This is the source of your problem - you're trying to jump to 0x08005004. That address does not contain any code - it contains the address of your reset handler (0x08005435).
Same with all the other data following on at 0x08005008, 0x0800500c, etc - those are the addresses of the interrupts handlers at 0x080053c9, 0x080053cf, etc.
You'll notice that these are all odd numbers (with the LSB set) to tell the core that it must execute the instructions there in THUMB mode (with 16-bit wide instructions) rather than ARM mode (with 32-bit wide instructions) - this is normal - your reset handler is actually at 0x08005434.

So you need to declare your _jump as a pointer (not an integer) and dereference it in order to jump to the location it points to.
I'd expect something like this to work (and I've renamed your _jump to _vectable):

void blCall(void)
{
    typedef void (*jump_app)(void);

    uint32_t *_vectable = (__IO uint32_t*)0x08005000;  // point _vectable to the start of the application at 0x08005000

    jump_app app_jump = (jump_app) *(_vectable + 1);   // get the address of the application's reset handler by loading the 2nd entry in the table

    SCB->VTOR = _vectable;   // point VTOR to the start of the application's vector table

    __set_MSP(*_vectable);   // setup the initial stack pointer using the RAM address contained at the start of the vector table

    app_jump();   // call the application's reset handler
}

Note that I'm doing _vectable + 1, because _vectable is a pointer to a uint32_t, which has a size of 4 already, and then I'm dereferencing the result so that I load the value at 0x08005004 (0x08005435), rather than 0x08005004 itself.

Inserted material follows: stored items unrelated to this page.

PR #17343, opened 2025-01-13
Ambient component

### LINKED ISSUE #7193: Move AmbientLight to a component, instead of a resource.

robtfm:
# Objective

allow setting ambient light via component on cameras. 
arguably fixes #7193
note i chose to use a component rather than an entity since it was not clear to me how to manage multiple ambient sources for a single renderlayer, and it makes for a very small changeset.

## Solution

- make ambient light a component as well as a resource
- extract it
- use the component if present on a camera, fallback to the resource

## Testing

i added 
```rs
        if index == 1 {
            commands.entity(camera).insert(AmbientLight{
                color: Color::linear_rgba(1.0, 0.0, 0.0, 1.0),
                brightness: 1000.0,
                ..Default::default()                
            });
        }
```
at line 84 of the split_screen example

### DIFF
--- a/crates/bevy_pbr/src/light/ambient_light.rs
+++ b/crates/bevy_pbr/src/light/ambient_light.rs
@@ -4,6 +4,8 @@ use super::*;
 ///
 /// This resource is inserted by the [`PbrPlugin`] and by default it is set to a low ambient light.
 ///
+/// It can also be added to a camera to override the resource (or default) ambient for that camera only.
+/// 
 /// # Examples
 ///
 /// Make ambient light slightly brighter:
@@ -15,8 +17,8 @@ use super::*;
 ///    ambient_light.brightness = 100.0;
 /// }
 /// ```
-#[derive(Resource, Clone, Debug, ExtractResource, Reflect)]
-#[reflect(Resource, Debug, Default)]
+#[derive(Resource, Component, Clone, Debug, ExtractResource, Reflect)]
+#[reflect(Resource, Component, Debug, Default)]
 pub struct AmbientLight {
     pub color: Color,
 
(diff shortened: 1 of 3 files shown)


pcwalton (approved):
I didn't realize how small of a change this would be!

I'd be in favor of marking the resource as deprecated, but we can do that later.

mgi388 (approved):
I tested this out in my game and it works. It solves the use case I have: For my minimap camera, I want to be able to have different ambient light compared to my main world camera so that I can separately control the brightness of just the minimap view.

Here's my minimap camera being spawned, and with just the simple `AmbientLight` component addition it worked great.

```rust
const MAP_RENDER_LAYER: usize = 1;

  commands.spawn((
      Name::new("Minimap camera"),
      Camera3d::default(),
      Camera {
          is_active: false, // starts inactive
          order: -1,
          hdr: true,
          target: image_handle.clone().into(),
          ..default()
      },
      RenderLayers::from_layers(&[0, MAP_RENDER_LAYER]),
      AmbientLight { // <--- added this as a test for this PR
          color: WHITE.into(),
          brightness: 2000.0,
      },
  ));
```

As already said, I see there's room for future work here, but for me, the value is here already 🙏

IceSentry (approved):

mockersf (approved):

crates/bevy_pbr/src/light/ambient_light.rs
```diff
@@ -15,8 +17,9 @@ use super::*;
 ///    ambient_light.brightness = 100.0;
 /// }
 /// ```
-#[derive(Resource, Clone, Debug, ExtractResource, Reflect)]
-#[reflect(Resource, Debug, Default)]
+#[derive(Resource, Component, Clone, Debug, ExtractResource, ExtractComponent, Reflect)]
+#[reflect(Resource, Component, Debug, Default)]
+#[require(Camera)]
```
mockersf, line 22: Not sure I like requiring `Camera` here, but not a strong enough opinion to block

Similarly when setting the MSP, I dereference _vectable to load the value at 0x08005000 (0x20005000).

You could also treat _vectable as an array and do something like:

void blCall(void)
{
    typedef void (*jump_app)(void);

    uint32_t *_vectable = (__IO uint32_t*)0x08005000;  // point _vectable to the start of the application at 0x08005000

    jump_app app_jump = (jump_app) _vectable[1];   // get the address of the application's reset handler by loading the 2nd entry in the table

    SCB->VTOR = _vectable;   // point VTOR to the start of the application's vector table

    __set_MSP(_vectable[0]);   // setup the initial stack pointer using the RAM address contained at the start of the vector table

    app_jump();   // call the application's reset handler
}

This code should have exactly the same effect.

Depending on your compiler, you might be able to save a tiny amount of stack space by adding a little to your jump_app typedef:
typedef void (*jump_app)(void) __attribute__((noreturn));
The attribute on the end tells the compiler that the call to that function will never return, so there's no need for it to push the return location onto the stack.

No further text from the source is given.